Records for the task
PR #1044, opened 2020-02-18
[docs] Add EOL table

bmorelli25:

This PR defines end of life and end of maintenance dates for the Java Agent. EOL dates were determined by going through old releases, finding the GA release date of the major Java Agent versions, and adding 18 months.

## Why is it important?

We love all our products, but sometimes we must say goodbye to a release so that we can continue moving forward on future development and innovation.

## What does EOL/Maintenance mean?

> When a version goes out of maintenance, it is no longer guaranteed to get bug fixes. Between the end of maintenance and EOL, bug fixes will be discretionary, e.g. critical security issues. Once it's EOL, it's no longer given any support attention; issues related to it will be closed with WONTFIX.

## Related issues

For elastic/apm#173.

## Screenshots

Screen Shot 2020-02-18 at 12 33 10 PM


bmorelli25:
Question. Does it make more sense to wait to define EOL for a major until after a new major has been released? The release cadence of majors for a lot of our agents is much slower than the stack... Which means EOL for 1.x could hit before 2.0 is released.

felixbarny:
> Question. Does it make more sense to wait to define EOL for a major until after a new major has been released?

Yes, I think so. Currently, we don't have plans for a v2.0 so I wouldn't know which date to pick. As much as possible we try to keep the current version backwards compatible so that we don't have to maintain two versions and have to start backporting.

bmorelli25:
My apologies for the confusion. I neglected to put the minor versions on the table which messed up the dates pretty bad. I've updated the EOL table, and the dates make a lot more sense now.

docs/upgrading.asciidoc
```diff
@@ -0,0 +1,38 @@
...
+forward on future development and innovation.
+Our https://www.elastic.co/support/eol[End of life policy] defines how long a given release is considered supported,
+as well as how long a release is considered still in active development or maintenance.
+The table below is a simplified description of this policy.
+
+[options="header"]
+|====
+|Agent version |EOL Date |Maintained until
+|1.13.x |2021-08-11 |1.14
+|1.12.x |2021-05-21 |1.13
```
felixbarny: I find this even more confusing now 😄 
EOL date is in the future (2021-05-21), yet we don't support it anymore because there's a new minor (1.13.0)

I think this table will only be really useful once we release a new Major version. In that case we can document how long the latest minor of the previous major is supported.

bmorelli25: I agree that this will only really be useful once a new major is released. As an example: https://github.com/elastic/apm-agent-nodejs/pull/1637/files#diff-bd9ef2ce28d1c05f980ae9ce34024b5bR38

 > EOL date is in the future (2021-05-21), yet we don't support it anymore because there's a new minor (1.13.0)

The [stack EOL table](https://www.elastic.co/support/eol) does the same thing:
7.3.x | 2021-01-31 | 7.4.0
7.4.x | 2021-04-01 | 7.5.0
7.5.x | 2021-06-02 | 7.6.0
7.6.x | 2021-08-11 | 7.7.0

Now I'm wondering if it just makes more sense to remove EOL dates altogether? Don't we really _only_ need a maintained until column?

felixbarny: > I agree that this will only really be useful once a new major is released.

As we're currently trying to make creating releases more seamless I'd really appreciate it if we could introduce that table lazily, once we create a new major version. It makes sense to add the description right now of course.

bmorelli25: Sorry Felix, I didn't realize I never followed up on this. Updated to remove the EOL table for now.

docs/upgrading.asciidoc
```diff
@@ -0,0 +1,18 @@
+[[upgrading]]
+== Upgrading
+Upgrades between minor versions of the agent, like from 1.1 to 1.2 are always backwards compatible.
+Upgrades that involve a major version bump often come with some backwards incompatible changes.
+
+Before upgrading the agent, be sure to review the:
+
+* <<release-notes,Agent release notes>>
+* {apm-overview-ref-v}/agent-server-compatibility.html[Agent and Server compatibility chart]
```
SylvainJuge: regarding updating the agent, since the latest agent version is the recommended one:
what about providing a bash one-liner to download the latest version from maven central ?

Also, it might be relevant to add that the recommended way to update (at least for now) is the following:
- shut-down the application
- update agent jar
- (optionally) change JVM settings if path to agent jar has changed due to a different filename for example
- re-start the application.

One extra thing that we could add maybe later is to have a shell one-liner script to download latest version of the agent for easier update/install.

felixbarny: Could be done like this: https://stackoverflow.com/a/26288401/1125055

bmorelli25: Thanks Sylvain. I've added in the upgrade steps. I'm having trouble adapting the one-liner that Felix provided to the APM jar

Try it
If a line above holds the string "felixbarny", copy it out.

Output of the exercise
felixbarny:
felixbarny: I find this even more confusing now 😄 
felixbarny: > I agree that this will only really be useful once a new major is released.
felixbarny: Could be done like this: https://stackoverflow.com/a/26288401/1125055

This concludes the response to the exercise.